THE INPUT:
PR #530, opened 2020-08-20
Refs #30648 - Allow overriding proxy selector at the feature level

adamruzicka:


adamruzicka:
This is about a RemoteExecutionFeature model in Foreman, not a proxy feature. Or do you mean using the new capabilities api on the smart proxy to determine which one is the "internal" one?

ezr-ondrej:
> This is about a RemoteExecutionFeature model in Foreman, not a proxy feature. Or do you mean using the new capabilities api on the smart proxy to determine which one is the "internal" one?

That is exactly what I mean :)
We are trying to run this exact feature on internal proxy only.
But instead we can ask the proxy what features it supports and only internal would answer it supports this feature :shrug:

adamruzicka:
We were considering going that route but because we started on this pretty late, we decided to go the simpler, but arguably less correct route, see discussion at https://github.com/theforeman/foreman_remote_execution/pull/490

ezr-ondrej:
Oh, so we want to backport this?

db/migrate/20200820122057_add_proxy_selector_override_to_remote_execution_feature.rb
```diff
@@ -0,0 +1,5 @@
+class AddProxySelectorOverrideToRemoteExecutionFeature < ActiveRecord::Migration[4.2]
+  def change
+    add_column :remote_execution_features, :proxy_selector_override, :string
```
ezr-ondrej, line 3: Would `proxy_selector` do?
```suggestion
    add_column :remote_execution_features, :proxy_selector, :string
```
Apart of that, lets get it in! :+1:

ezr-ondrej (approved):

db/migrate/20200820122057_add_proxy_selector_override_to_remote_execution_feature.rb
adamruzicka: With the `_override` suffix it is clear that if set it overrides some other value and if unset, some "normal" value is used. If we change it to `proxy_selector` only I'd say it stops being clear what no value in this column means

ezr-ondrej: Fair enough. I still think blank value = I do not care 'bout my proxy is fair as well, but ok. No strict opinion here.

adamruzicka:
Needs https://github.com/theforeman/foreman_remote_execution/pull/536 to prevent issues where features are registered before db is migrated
---
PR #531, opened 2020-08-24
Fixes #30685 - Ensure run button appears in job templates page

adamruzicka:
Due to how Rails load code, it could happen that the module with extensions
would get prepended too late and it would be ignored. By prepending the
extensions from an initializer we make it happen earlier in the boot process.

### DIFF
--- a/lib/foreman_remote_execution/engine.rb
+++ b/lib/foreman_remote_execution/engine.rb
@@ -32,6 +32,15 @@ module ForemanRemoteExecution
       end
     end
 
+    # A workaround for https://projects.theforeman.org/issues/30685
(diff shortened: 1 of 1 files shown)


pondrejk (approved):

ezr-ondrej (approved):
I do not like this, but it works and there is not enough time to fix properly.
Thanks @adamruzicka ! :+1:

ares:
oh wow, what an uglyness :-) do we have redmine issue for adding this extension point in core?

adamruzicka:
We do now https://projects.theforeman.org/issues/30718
...
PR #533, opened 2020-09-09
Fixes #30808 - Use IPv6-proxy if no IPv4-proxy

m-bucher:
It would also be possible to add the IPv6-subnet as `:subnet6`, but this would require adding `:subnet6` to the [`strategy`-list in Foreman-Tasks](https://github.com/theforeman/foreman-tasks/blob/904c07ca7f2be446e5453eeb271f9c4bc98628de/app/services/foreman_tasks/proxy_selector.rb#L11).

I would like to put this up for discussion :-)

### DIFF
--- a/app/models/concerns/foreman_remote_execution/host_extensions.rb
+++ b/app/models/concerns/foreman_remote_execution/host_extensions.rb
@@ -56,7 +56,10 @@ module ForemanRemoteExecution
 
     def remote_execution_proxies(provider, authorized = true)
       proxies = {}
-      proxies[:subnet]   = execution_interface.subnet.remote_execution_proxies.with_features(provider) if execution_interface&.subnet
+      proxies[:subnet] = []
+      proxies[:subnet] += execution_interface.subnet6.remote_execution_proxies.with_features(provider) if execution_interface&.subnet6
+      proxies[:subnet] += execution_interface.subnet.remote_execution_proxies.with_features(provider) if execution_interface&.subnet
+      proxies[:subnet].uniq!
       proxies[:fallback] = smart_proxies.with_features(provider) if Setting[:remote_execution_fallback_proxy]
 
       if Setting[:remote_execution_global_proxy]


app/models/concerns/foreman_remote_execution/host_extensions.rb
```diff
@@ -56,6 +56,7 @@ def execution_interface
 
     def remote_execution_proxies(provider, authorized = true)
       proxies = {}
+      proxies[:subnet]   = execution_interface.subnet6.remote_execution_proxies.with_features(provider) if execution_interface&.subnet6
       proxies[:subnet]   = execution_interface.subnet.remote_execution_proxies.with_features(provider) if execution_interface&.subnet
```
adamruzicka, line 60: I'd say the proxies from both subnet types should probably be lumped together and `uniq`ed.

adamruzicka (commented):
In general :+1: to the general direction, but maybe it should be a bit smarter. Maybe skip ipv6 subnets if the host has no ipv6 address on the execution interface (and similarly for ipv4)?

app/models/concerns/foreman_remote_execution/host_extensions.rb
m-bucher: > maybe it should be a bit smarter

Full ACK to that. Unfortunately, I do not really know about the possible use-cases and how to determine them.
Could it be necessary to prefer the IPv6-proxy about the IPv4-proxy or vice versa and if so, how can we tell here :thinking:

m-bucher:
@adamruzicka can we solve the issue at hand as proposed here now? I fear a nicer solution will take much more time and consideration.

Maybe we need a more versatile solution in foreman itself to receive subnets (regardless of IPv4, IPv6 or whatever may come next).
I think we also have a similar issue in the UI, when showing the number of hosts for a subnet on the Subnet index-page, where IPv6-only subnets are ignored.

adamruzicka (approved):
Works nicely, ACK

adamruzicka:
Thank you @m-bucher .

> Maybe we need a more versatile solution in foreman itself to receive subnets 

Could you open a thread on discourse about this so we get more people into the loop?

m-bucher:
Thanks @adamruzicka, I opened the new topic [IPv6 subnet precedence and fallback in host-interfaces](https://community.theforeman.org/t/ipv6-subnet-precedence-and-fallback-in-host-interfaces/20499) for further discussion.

WHAT THIS TASK INVOLVES: Count the lines in the records above that contain the word "about", and give only that number.

COMPLETED EXERCISE: 5